**Problem statement**
The reply should consist of every entry, repeated exactly.

**Recorded information**
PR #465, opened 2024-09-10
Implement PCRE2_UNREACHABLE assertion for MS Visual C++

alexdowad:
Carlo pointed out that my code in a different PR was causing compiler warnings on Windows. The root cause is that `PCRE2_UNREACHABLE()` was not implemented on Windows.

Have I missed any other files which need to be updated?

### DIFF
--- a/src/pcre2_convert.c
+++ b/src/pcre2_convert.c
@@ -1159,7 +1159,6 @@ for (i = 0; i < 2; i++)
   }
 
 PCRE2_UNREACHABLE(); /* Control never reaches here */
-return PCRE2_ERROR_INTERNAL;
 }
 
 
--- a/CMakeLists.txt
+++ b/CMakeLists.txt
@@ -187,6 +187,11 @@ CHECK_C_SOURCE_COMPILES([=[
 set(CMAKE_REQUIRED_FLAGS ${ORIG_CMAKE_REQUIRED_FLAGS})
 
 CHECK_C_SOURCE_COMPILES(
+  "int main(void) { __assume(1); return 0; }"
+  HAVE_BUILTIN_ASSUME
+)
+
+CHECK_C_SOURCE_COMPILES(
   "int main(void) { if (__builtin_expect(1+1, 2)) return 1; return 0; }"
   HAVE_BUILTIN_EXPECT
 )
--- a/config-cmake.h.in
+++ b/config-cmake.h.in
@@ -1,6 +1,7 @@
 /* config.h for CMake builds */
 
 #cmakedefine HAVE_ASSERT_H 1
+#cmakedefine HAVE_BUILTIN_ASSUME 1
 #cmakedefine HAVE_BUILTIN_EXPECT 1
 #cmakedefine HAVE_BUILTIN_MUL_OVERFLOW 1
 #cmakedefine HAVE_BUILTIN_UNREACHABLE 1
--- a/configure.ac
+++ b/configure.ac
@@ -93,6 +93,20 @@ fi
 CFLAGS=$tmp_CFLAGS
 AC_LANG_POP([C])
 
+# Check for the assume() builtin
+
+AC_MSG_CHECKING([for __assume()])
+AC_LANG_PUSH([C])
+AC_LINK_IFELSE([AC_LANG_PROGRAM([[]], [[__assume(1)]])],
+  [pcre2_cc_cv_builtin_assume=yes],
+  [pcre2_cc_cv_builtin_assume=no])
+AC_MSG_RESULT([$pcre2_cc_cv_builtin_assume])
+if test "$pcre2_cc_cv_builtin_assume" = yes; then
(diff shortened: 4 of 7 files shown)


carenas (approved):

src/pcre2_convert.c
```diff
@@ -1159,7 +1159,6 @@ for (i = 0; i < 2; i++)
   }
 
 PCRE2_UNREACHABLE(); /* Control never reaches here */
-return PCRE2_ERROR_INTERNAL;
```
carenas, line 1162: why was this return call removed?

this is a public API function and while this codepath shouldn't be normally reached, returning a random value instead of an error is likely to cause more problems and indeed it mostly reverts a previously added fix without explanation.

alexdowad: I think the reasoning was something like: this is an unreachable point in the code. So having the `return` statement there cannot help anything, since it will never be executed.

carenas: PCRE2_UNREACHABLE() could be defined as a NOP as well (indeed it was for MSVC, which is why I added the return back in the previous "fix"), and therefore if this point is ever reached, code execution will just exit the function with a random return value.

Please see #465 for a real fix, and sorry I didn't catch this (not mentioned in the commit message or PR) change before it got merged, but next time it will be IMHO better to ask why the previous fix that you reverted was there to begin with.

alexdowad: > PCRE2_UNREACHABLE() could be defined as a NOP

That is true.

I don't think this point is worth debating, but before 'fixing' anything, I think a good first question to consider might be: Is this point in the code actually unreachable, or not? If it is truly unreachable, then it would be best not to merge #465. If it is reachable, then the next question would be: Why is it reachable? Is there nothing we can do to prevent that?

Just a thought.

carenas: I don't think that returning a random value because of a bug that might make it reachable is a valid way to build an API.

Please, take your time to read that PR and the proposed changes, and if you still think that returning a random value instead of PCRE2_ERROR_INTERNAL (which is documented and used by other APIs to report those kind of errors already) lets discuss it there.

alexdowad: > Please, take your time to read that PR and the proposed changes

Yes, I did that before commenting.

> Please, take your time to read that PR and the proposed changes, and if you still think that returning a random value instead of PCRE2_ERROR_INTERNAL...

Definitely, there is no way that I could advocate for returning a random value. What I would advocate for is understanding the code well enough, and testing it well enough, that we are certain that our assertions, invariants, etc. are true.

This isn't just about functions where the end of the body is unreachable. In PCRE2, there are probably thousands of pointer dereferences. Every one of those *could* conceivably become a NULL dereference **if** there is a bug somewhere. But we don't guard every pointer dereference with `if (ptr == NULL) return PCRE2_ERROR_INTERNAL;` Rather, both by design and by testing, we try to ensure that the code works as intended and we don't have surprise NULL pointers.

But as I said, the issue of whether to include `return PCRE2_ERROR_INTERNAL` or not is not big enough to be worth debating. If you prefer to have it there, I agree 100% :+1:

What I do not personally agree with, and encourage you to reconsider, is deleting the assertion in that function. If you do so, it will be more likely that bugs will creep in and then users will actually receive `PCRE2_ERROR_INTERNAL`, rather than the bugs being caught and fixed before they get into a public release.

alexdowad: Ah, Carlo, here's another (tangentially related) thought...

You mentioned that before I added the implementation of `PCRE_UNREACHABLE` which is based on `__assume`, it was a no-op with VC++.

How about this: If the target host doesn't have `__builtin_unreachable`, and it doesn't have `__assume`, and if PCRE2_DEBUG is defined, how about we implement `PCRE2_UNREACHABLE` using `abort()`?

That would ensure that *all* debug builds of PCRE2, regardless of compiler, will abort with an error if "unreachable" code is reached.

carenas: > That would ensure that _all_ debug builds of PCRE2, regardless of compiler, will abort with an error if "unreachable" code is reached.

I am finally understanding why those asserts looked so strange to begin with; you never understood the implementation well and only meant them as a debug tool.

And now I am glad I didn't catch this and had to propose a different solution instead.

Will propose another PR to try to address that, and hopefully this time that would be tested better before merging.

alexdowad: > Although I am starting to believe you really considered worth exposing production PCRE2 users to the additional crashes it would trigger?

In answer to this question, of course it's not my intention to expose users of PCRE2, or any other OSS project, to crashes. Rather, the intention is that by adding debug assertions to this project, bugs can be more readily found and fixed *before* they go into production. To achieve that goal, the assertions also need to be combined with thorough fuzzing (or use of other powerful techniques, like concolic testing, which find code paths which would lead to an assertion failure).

**Answer below**
PR #465, opened 2024-09-10
Implement PCRE2_UNREACHABLE assertion for MS Visual C++

alexdowad:
Carlo pointed out that my code in a different PR was causing compiler warnings on Windows. The root cause is that `PCRE2_UNREACHABLE()` was not implemented on Windows.

Have I missed any other files which need to be updated?

### DIFF
--- a/src/pcre2_convert.c
+++ b/src/pcre2_convert.c
@@ -1159,7 +1159,6 @@ for (i = 0; i < 2; i++)
   }
 
 PCRE2_UNREACHABLE(); /* Control never reaches here */
-return PCRE2_ERROR_INTERNAL;
 }
 
 
--- a/CMakeLists.txt
+++ b/CMakeLists.txt
@@ -187,6 +187,11 @@ CHECK_C_SOURCE_COMPILES([=[
 set(CMAKE_REQUIRED_FLAGS ${ORIG_CMAKE_REQUIRED_FLAGS})
 
 CHECK_C_SOURCE_COMPILES(
+  "int main(void) { __assume(1); return 0; }"
+  HAVE_BUILTIN_ASSUME
+)
+
+CHECK_C_SOURCE_COMPILES(
   "int main(void) { if (__builtin_expect(1+1, 2)) return 1; return 0; }"
   HAVE_BUILTIN_EXPECT
 )
--- a/config-cmake.h.in
+++ b/config-cmake.h.in
@@ -1,6 +1,7 @@
 /* config.h for CMake builds */
 
 #cmakedefine HAVE_ASSERT_H 1
+#cmakedefine HAVE_BUILTIN_ASSUME 1
 #cmakedefine HAVE_BUILTIN_EXPECT 1
 #cmakedefine HAVE_BUILTIN_MUL_OVERFLOW 1
 #cmakedefine HAVE_BUILTIN_UNREACHABLE 1
--- a/configure.ac
+++ b/configure.ac
@@ -93,6 +93,20 @@ fi
 CFLAGS=$tmp_CFLAGS
 AC_LANG_POP([C])
 
+# Check for the assume() builtin
+
+AC_MSG_CHECKING([for __assume()])
+AC_LANG_PUSH([C])
+AC_LINK_IFELSE([AC_LANG_PROGRAM([[]], [[__assume(1)]])],
+  [pcre2_cc_cv_builtin_assume=yes],
+  [pcre2_cc_cv_builtin_assume=no])
+AC_MSG_RESULT([$pcre2_cc_cv_builtin_assume])
+if test "$pcre2_cc_cv_builtin_assume" = yes; then
(diff shortened: 4 of 7 files shown)


carenas (approved):

src/pcre2_convert.c
```diff
@@ -1159,7 +1159,6 @@ for (i = 0; i < 2; i++)
   }
 
 PCRE2_UNREACHABLE(); /* Control never reaches here */
-return PCRE2_ERROR_INTERNAL;
```
carenas, line 1162: why was this return call removed?

this is a public API function and while this codepath shouldn't be normally reached, returning a random value instead of an error is likely to cause more problems and indeed it mostly reverts a previously added fix without explanation.

alexdowad: I think the reasoning was something like: this is an unreachable point in the code. So having the `return` statement there cannot help anything, since it will never be executed.

carenas: PCRE2_UNREACHABLE() could be defined as a NOP as well (indeed it was for MSVC, which is why I added the return back in the previous "fix"), and therefore if this point is ever reached, code execution will just exit the function with a random return value.

Please see #465 for a real fix, and sorry I didn't catch this (not mentioned in the commit message or PR) change before it got merged, but next time it will be IMHO better to ask why the previous fix that you reverted was there to begin with.

alexdowad: > PCRE2_UNREACHABLE() could be defined as a NOP

That is true.

I don't think this point is worth debating, but before 'fixing' anything, I think a good first question to consider might be: Is this point in the code actually unreachable, or not? If it is truly unreachable, then it would be best not to merge #465. If it is reachable, then the next question would be: Why is it reachable? Is there nothing we can do to prevent that?

Just a thought.

carenas: I don't think that returning a random value because of a bug that might make it reachable is a valid way to build an API.

Please, take your time to read that PR and the proposed changes, and if you still think that returning a random value instead of PCRE2_ERROR_INTERNAL (which is documented and used by other APIs to report those kind of errors already) lets discuss it there.

alexdowad: > Please, take your time to read that PR and the proposed changes

Yes, I did that before commenting.

> Please, take your time to read that PR and the proposed changes, and if you still think that returning a random value instead of PCRE2_ERROR_INTERNAL...

Definitely, there is no way that I could advocate for returning a random value. What I would advocate for is understanding the code well enough, and testing it well enough, that we are certain that our assertions, invariants, etc. are true.

This isn't just about functions where the end of the body is unreachable. In PCRE2, there are probably thousands of pointer dereferences. Every one of those *could* conceivably become a NULL dereference **if** there is a bug somewhere. But we don't guard every pointer dereference with `if (ptr == NULL) return PCRE2_ERROR_INTERNAL;` Rather, both by design and by testing, we try to ensure that the code works as intended and we don't have surprise NULL pointers.

But as I said, the issue of whether to include `return PCRE2_ERROR_INTERNAL` or not is not big enough to be worth debating. If you prefer to have it there, I agree 100% :+1:

What I do not personally agree with, and encourage you to reconsider, is deleting the assertion in that function. If you do so, it will be more likely that bugs will creep in and then users will actually receive `PCRE2_ERROR_INTERNAL`, rather than the bugs being caught and fixed before they get into a public release.

alexdowad: Ah, Carlo, here's another (tangentially related) thought...

You mentioned that before I added the implementation of `PCRE_UNREACHABLE` which is based on `__assume`, it was a no-op with VC++.

How about this: If the target host doesn't have `__builtin_unreachable`, and it doesn't have `__assume`, and if PCRE2_DEBUG is defined, how about we implement `PCRE2_UNREACHABLE` using `abort()`?

That would ensure that *all* debug builds of PCRE2, regardless of compiler, will abort with an error if "unreachable" code is reached.

carenas: > That would ensure that _all_ debug builds of PCRE2, regardless of compiler, will abort with an error if "unreachable" code is reached.

I am finally understanding why those asserts looked so strange to begin with; you never understood the implementation well and only meant them as a debug tool.

And now I am glad I didn't catch this and had to propose a different solution instead.

Will propose another PR to try to address that, and hopefully this time that would be tested better before merging.

alexdowad: > Although I am starting to believe you really considered worth exposing production PCRE2 users to the additional crashes it would trigger?

In answer to this question, of course it's not my intention to expose users of PCRE2, or any other OSS project, to crashes. Rather, the intention is that by adding debug assertions to this project, bugs can be more readily found and fixed *before* they go into production. To achieve that goal, the assertions also need to be combined with thorough fuzzing (or use of other powerful techniques, like concolic testing, which find code paths which would lead to an assertion failure).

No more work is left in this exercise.